In surveys, focus groups and interviews, female service members have explained how they are filled with self-doubt and shame after a sexually traumatic experience. They felt they should have been able to prevent or stop it. They worried what their peers or commanders would think. Or, they considered the trauma not “severe” enough to warrant getting care — perhaps especially if they are comparing their experience to that of combat.

“It wasn’t violent for me. I froze,” one veteran told researchers at the University of New Mexico. “So that’s another reason that I feel guilty because it’s like I didn’t fight. I just froze and put up with it, so I feel like, jeez, it was my fault. … Somehow I am responsible for this.”

Women shouldn’t feel as if there is a trauma threshold for seeking mental health care. That message needs to be delivered clearly and repeatedly throughout a military career — from pre-deployment to post-deployment to transitioning out of the military. As one female veteran said in another study on military sexual trauma during deployment: “You can’t just say it once and say, ‘OK, this option’s out there if you need help.’ People won’t grab onto that. It needs to just keep being drilled in and at some point, you’re going to want the help.”

Women who’d been assaulted or harassed also report in high numbers that they don’t trust military or veteran health systems or their providers. Adding more female psychiatrists, psychologists and other counselors could help. Research has found that victims of sexual trauma who asked for and couldn’t get female medical providers were more likely to opt out of Department of Veterans Affairs health care.

In addition, the very environment of military and veteran health care settings can be unwelcoming, if not outright triggering. As one woman shared in a study of perceptions of VA health care: “There’s just so many men here. There’s a lot, a lot of men, and men who have particularly worn uniforms. And that was one of my big triggers, was being around people in uniform.”

VA facilities could roll out more women-only spaces and clinics, or at least establish adequate distance between patients in waiting rooms. In addition, VA staff, including receptionists could be trained in stigma-reducing communication skills.

Trouble getting an appointment, getting time off work, securing child care, and the cost — all these factors prevented women from seeking mental health treatment as well. And, of course, standard mental health care requires multiple visits, so these hurdles come up again and again.

For mothers in the military, programs like Children’s Waiting Room serve as promising models that might make it easier them to get to medical appointments, particularly given evidence that women with children are less likely to remain in psychotherapy than those without children. Health systems could offer weekend or evening appointments, too.

The Pentagon recently clarified that its convalescent leave policy should be extended to victims of sexual assault, giving them time to recover. It also made clear that service members should be given time off from normal duty for medical or counseling appointments. But this policy does not appear to allow for leave time to get treatment for other traumatic experiences, such as sexual harassment.

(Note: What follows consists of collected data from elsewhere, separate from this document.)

PR #134, opened 2018-11-08
T24024 Check OARS parental controls for `flatpak install`

pwithnall:
https://phabricator.endlessm.com/T24024


pwithnall:
(The CI will fail for this until https://github.com/endlessm/eos-parental-controls/pull/13 is merged and built in OBS.)

pwithnall:
Fixed. Pay particular attention to how we get an `AsApp` from a flatpak ref in `get_appstream_for_ref()`. It uses the [appstream `<bundle/>` tag](https://www.freedesktop.org/software/appstream/docs/chap-CollectionData.html#tag-ct-bundle), which I think is OK — but there might be subtleties which I don’t properly understand.

common/flatpak-dir.c
```diff
@@ -7517,11 +7663,47 @@ flatpak_dir_install (FlatpakDir          *self,
...
+      app_filter = epc_get_app_filter (NULL, getuid (), TRUE, cancellable, error);
+      if (app_filter == NULL)
+        return FALSE;
+
+      AsContentRating *rating = appstream_get_latest_content_rating (app);
+
+      if (!appstream_check_rating (rating, app_filter))
+        return flatpak_fail (error,
+                             /* Translators: The placeholder is for an app ref. */
+                             _("%s has too extreme content for the current user"),
```
wjt: > %s has content too extreme for the current user

Or is that me hyper-correcting?

common/flatpak-dir.c
```diff
@@ -7502,6 +7505,149 @@ flatpak_dir_create_system_child_repo (FlatpakDir   *self,
...
+    appstream_path = g_build_filename (install_path, "appstream", state->remote_name,
+                                       arch, "appstream.xml.gz",
+                                       NULL);
+  else
+    appstream_path = g_build_filename (install_path, "appstream", state->remote_name,
+                                       arch, "active", "appstream.xml.gz",
+                                       NULL);
+
+  g_autoptr(GFile) appstream_file = g_file_new_for_path (appstream_path);
+  as_store_from_file (store, appstream_file, NULL, cancellable, &local_error);
```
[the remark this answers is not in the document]
pwithnall: I have no idea; I can’t find much information or code about it. Based on https://blogs.gnome.org/hughsie/2018/09/20/speeding-up-appstream-mmaping-xml-using-libxmlb/, it looks like gnome-software has been ported (see the `xb_` calls in some of its plugins), and the binary XML library is an alternative to libappstream-glib, rather than a modification of it. In any case, this is not something we need to worry about until flatpak is ported to it; and if we share the flatpak code for loading appstream data (as per your comment below), we should get it for free (unless we need to port away from libappstream-glib). Sigh.

common/flatpak-dir.c
```diff
@@ -7502,6 +7505,149 @@ flatpak_dir_create_system_child_repo (FlatpakDir   *self,
...
+
+  if (arch == NULL)
+    arch = flatpak_get_arch ();
+
+  g_autofree char *install_path = g_file_get_path (flatpak_dir_get_path (self));
+  g_autoptr(AsStore) store = as_store_new ();
+  g_autofree char *appstream_path = NULL;
+  g_autofree char *unique_id = NULL;
+
+  if (flatpak_dir_get_remote_oci (self, state->remote_name))
```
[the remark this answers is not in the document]
pwithnall: Seems reasonable. I’ll take a look at that.

common/flatpak-dir.c
```diff
@@ -7517,11 +7663,47 @@ flatpak_dir_install (FlatpakDir          *self,
...
+      g_autoptr(EpcAppFilter) app_filter = NULL;
+      app_filter = epc_get_app_filter (NULL, getuid (), TRUE, cancellable, error);
+      if (app_filter == NULL)
+        return FALSE;
+
+      AsContentRating *rating = appstream_get_latest_content_rating (app);
+
+      if (!appstream_check_rating (rating, app_filter))
+        return flatpak_fail (error,
+                             /* Translators: The placeholder is for an app ref. */
```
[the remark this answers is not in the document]
pwithnall: Short of pointing to the documentation or copying some of the documentation into the translation comment, I’m not sure how to improve the comment. An ‘app ref’ is a pretty fundamental bit of flatpak, and would pop up in a lot of translatable strings if any of them had translation comments.

Yeah, `G_IO_ERROR_FAILED` is sadly very pervasive in flatpak. Fighting it seems to achieve nothing.

common/flatpak-dir.c
pwithnall: Meh, I’ll change it.

common/flatpak-dir.c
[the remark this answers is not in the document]
pwithnall: Update pushed which does that, and upstream PR opened here: https://github.com/flatpak/flatpak/pull/2296

common/flatpak-dir.c
```diff
@@ -7502,6 +7505,179 @@ flatpak_dir_create_system_child_repo (FlatpakDir   *self,
...
+                                         cancellable, error))
+    return NULL;
+
+  unique_id = as_utils_unique_id_build (AS_APP_SCOPE_UNKNOWN,
+                                        AS_BUNDLE_KIND_FLATPAK,
+                                        NULL,  /* origin */
+                                        AS_APP_KIND_DESKTOP,
+                                        flatpak_ref_get_name (ref),
+                                        flatpak_ref_get_branch (ref));
+  AsApp *app = as_store_get_app_by_unique_id (store, unique_id,
```
wjt: If the same app is available for 2 different architectures, what gets returned here? For instance, you can install and run i386 flatpaks on an x86_64 system. Can a user circumvent parental controls by installing the i386 one?

pwithnall: I believe flatpak generates the `appstream.xml` file for the repository from the app’s OSTree commit, and it injects the `<bundle>` elements into it. Therefore the appstream is always generated separately for each architecture of an app, and so should always contain the right OARS data. See [`extract_appstream()` in `flatpak-utils.c`](https://github.com/flatpak/flatpak/blob/bf7af547aa65eeee0f9c7a4a73e2c88eb4b84693/common/flatpak-utils.c#L3390).

wjt: Is the arch name included in the blacklist entry?

pwithnall: Blacklist entry? The `appstream.xml` file is stored per-arch in `/var/lib/flatpak/appstream/${remote_name}/${arch}/appstream.xml{,.gz}`.

wjt: My concern was that you could circumvent the filter by installing an app from a foreign arch (i386 on x86_64) but I now see that the appstream DB that gets loaded is based on the arch being run.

The Pentagon and VA also need to press forward with efforts to ensure victims receive high quality mental health care in a safe and supportive environment — and don’t have to jump over hurdles to get it.

Julia Rollison is a senior policy researcher at the nonprofit, nonpartisan Rand Corp. Her research focuses on public health issues, health care access and quality, with emphasis on reproductive health and the health care workforce.